-- Task directions --
Look through the entries below for the string "optimization", and copy each line where it is found.

[Stored data]
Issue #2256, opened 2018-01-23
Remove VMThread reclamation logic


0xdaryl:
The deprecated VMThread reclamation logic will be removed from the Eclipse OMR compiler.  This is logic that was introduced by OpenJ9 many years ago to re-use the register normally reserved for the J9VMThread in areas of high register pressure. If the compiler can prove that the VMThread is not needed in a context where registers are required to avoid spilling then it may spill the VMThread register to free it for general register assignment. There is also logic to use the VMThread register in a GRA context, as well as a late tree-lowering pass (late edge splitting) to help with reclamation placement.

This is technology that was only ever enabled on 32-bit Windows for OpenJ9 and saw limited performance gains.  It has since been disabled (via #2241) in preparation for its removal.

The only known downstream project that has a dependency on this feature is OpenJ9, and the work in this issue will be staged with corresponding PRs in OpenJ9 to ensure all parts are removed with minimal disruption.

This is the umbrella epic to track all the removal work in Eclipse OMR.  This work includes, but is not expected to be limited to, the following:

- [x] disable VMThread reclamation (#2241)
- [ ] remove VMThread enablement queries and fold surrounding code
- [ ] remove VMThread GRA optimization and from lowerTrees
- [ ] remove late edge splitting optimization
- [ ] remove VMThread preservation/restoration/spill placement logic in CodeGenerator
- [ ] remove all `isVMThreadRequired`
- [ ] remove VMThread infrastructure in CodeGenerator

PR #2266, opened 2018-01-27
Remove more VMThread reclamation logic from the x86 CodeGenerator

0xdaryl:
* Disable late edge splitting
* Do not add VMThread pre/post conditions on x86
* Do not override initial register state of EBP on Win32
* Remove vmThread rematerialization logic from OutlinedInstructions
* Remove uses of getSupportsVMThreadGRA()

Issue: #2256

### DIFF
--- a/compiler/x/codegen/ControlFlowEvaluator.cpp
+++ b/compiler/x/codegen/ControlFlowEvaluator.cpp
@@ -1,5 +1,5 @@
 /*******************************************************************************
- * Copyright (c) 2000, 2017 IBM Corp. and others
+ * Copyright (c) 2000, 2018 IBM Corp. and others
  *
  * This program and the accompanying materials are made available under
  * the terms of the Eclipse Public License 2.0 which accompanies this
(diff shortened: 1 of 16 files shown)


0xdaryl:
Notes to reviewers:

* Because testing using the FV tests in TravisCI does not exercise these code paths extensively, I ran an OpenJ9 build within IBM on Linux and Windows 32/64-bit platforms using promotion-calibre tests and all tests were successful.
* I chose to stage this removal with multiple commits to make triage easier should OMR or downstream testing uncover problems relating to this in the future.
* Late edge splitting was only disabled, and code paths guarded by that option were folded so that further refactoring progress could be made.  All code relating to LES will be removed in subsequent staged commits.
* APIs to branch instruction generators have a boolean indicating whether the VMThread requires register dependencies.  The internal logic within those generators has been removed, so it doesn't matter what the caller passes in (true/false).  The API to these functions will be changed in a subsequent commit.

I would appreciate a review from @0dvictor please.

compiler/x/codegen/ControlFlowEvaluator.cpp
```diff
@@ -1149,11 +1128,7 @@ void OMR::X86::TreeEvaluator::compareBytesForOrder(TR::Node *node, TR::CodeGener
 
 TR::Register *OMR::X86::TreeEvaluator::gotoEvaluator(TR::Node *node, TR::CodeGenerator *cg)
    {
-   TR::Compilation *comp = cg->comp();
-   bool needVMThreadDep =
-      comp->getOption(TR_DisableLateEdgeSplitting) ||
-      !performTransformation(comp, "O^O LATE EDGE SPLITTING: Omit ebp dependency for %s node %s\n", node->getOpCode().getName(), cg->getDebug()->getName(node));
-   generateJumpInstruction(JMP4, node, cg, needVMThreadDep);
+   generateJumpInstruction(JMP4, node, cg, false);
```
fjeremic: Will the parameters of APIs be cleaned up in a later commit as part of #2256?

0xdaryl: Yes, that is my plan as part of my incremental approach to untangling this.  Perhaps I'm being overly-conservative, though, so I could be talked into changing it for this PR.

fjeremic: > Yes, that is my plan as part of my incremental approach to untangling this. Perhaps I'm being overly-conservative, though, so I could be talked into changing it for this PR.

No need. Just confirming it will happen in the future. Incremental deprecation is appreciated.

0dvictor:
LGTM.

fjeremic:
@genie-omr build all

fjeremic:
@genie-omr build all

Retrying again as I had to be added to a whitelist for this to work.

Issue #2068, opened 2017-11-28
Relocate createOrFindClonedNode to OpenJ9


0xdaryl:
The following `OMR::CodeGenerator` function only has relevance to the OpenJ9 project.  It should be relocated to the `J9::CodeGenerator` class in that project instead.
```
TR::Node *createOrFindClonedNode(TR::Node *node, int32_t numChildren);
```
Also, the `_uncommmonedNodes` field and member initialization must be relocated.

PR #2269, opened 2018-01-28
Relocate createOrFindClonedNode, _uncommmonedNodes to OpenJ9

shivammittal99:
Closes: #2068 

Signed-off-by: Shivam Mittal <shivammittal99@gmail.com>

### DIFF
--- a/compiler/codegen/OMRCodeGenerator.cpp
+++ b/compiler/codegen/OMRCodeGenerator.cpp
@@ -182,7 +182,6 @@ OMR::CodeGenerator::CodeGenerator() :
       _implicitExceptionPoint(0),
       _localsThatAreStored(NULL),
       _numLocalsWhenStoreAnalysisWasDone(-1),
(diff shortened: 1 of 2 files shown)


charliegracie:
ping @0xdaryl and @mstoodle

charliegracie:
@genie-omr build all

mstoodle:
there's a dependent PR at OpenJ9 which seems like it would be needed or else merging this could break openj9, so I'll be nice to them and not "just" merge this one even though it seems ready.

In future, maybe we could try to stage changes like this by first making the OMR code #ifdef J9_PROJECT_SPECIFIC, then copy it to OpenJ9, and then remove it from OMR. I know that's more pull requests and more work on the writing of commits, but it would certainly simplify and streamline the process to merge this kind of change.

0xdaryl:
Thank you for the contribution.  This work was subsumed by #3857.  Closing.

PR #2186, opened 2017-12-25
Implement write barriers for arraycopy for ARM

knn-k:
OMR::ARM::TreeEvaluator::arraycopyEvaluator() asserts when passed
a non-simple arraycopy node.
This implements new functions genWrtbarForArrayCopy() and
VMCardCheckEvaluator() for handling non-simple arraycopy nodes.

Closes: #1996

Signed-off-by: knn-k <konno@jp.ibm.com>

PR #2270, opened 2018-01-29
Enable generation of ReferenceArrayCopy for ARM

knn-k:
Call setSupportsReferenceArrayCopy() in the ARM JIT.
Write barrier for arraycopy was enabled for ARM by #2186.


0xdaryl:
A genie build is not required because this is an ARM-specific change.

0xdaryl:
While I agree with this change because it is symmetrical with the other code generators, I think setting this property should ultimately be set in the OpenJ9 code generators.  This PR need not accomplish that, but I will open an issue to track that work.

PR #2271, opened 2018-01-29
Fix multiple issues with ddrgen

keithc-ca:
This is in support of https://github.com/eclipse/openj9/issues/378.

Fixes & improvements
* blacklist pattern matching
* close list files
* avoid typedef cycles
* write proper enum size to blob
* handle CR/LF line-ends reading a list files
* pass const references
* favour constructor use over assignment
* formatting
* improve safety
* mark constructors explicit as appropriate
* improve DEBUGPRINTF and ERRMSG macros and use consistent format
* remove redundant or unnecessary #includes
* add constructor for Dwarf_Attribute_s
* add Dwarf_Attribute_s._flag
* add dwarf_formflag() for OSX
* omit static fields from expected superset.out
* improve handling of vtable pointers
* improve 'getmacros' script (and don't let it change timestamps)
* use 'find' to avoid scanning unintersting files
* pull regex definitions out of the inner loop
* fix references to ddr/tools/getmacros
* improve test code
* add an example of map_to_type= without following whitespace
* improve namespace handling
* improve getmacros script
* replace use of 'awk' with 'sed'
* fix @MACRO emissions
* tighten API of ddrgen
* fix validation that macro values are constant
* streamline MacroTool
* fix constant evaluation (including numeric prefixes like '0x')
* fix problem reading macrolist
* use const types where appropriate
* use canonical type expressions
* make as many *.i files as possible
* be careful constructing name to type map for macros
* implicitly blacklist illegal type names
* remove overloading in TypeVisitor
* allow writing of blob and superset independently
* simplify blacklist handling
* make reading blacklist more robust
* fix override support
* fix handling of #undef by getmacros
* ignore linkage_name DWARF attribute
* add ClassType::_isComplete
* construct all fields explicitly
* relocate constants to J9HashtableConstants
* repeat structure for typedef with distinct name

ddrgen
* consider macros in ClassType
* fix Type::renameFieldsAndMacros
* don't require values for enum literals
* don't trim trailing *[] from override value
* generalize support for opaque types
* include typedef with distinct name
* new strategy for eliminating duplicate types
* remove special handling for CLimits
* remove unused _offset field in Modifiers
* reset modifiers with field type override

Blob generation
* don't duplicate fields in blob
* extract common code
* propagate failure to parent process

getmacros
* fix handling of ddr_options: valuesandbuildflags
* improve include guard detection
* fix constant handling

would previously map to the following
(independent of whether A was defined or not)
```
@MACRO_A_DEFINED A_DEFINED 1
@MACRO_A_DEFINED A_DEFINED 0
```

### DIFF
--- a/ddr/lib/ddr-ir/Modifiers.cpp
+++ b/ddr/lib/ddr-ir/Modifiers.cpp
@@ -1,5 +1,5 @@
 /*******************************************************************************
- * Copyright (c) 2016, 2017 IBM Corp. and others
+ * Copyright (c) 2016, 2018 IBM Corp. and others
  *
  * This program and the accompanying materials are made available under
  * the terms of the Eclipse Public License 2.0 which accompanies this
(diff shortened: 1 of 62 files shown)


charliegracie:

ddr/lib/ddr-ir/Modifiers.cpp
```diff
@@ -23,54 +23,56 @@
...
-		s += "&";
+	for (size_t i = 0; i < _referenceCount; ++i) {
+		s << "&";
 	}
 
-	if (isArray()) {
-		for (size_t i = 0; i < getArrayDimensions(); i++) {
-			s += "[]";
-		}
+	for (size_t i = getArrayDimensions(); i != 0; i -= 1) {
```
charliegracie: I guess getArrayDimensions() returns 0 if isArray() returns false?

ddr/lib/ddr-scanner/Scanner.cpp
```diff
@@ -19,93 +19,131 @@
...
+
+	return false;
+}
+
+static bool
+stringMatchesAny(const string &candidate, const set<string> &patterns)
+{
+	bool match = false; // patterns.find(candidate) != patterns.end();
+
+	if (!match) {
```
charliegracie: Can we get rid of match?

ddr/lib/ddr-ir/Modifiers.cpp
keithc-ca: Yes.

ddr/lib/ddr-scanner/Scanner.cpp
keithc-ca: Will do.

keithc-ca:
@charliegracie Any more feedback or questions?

-- Task output --
- [ ] remove VMThread GRA optimization and from lowerTrees
- [ ] remove late edge splitting optimization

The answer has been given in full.